Introduction to UNC6508
Google threat hunters have identified a Chinese state-sponsored espionage group, UNC6508, which has been lurking in networks undetected since 2023. The group, discovered by Google's Threat Intelligence Group in late 2025, targeted organizations in the United States and Canada, stealing data across various sectors including academia, medicine, military, cybersecurity, and foreign policy.
The revelation highlights an alarming pattern of Chinese espionage groups dropping backdoors into critical infrastructure to pre-position for potential sabotage, intercept research, and steal data with national security implications. These groups, working at the behest of China's government, including UNC6508, operated in stealth for years before authorities or researchers discovered their activity.
Discovery and Impact
According to Patrick Whitsell, senior security engineer at Google's Threat Intelligence Group, “We don’t know the full extent or impact of the campaign”. Researchers found that the threat group intruded a medical research university in September 2023, stole credentials and communications, and remained active on the institution's systems through November 2025 when it was discovered.

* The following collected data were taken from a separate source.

PR #37, opened 2026-05-20
Add Pi0.5 Thor FP16 CUTLASS+megakernel encoder path

LiangSu8899:
## Summary
- Adds the SM110 (Thor) FP16 encoder GEMM path on top of the existing `use_fp8=False` baseline: CUTLASS SM100 FP16 GEMMs, tile-swept winners, split-G7 (sq tile) with GELU epilogue.
- Lands the MK-1 GeGLU megakernel + MK-2 F-2 bundle (mega geglu + G8 down-proj fused into one C entry), switchable via `G8_KERNEL` env (default `bundled`).
- Vendors the production sm100 GEMM kernel under `csrc/gemm/mega/cutlass/` (upstream `third_party/cutlass` untouched).
- 7 commits cherry-picked cleanly onto #35; the FP16 baseline (`use_fp8=False`) was already upstream.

Google confirmed multiple victims compromised with INFINITERED, a custom backdoor the threat group deployed on targeted networks to steal administrative credentials after it exploited externally facing REDCap (Research Electronic Data Capture) servers. However, researchers still don't know how UNC6508 gained initial access to the REDCap servers.
REDCap Servers and Vulnerabilities
The survey and database software, REDCap, which was created at Vanderbilt University and issued multiple patches for critical remote-code execution vulnerabilities throughout 2023, is widely used across the medical research community. This highlights the potential for further exploitation of similar vulnerabilities in the future.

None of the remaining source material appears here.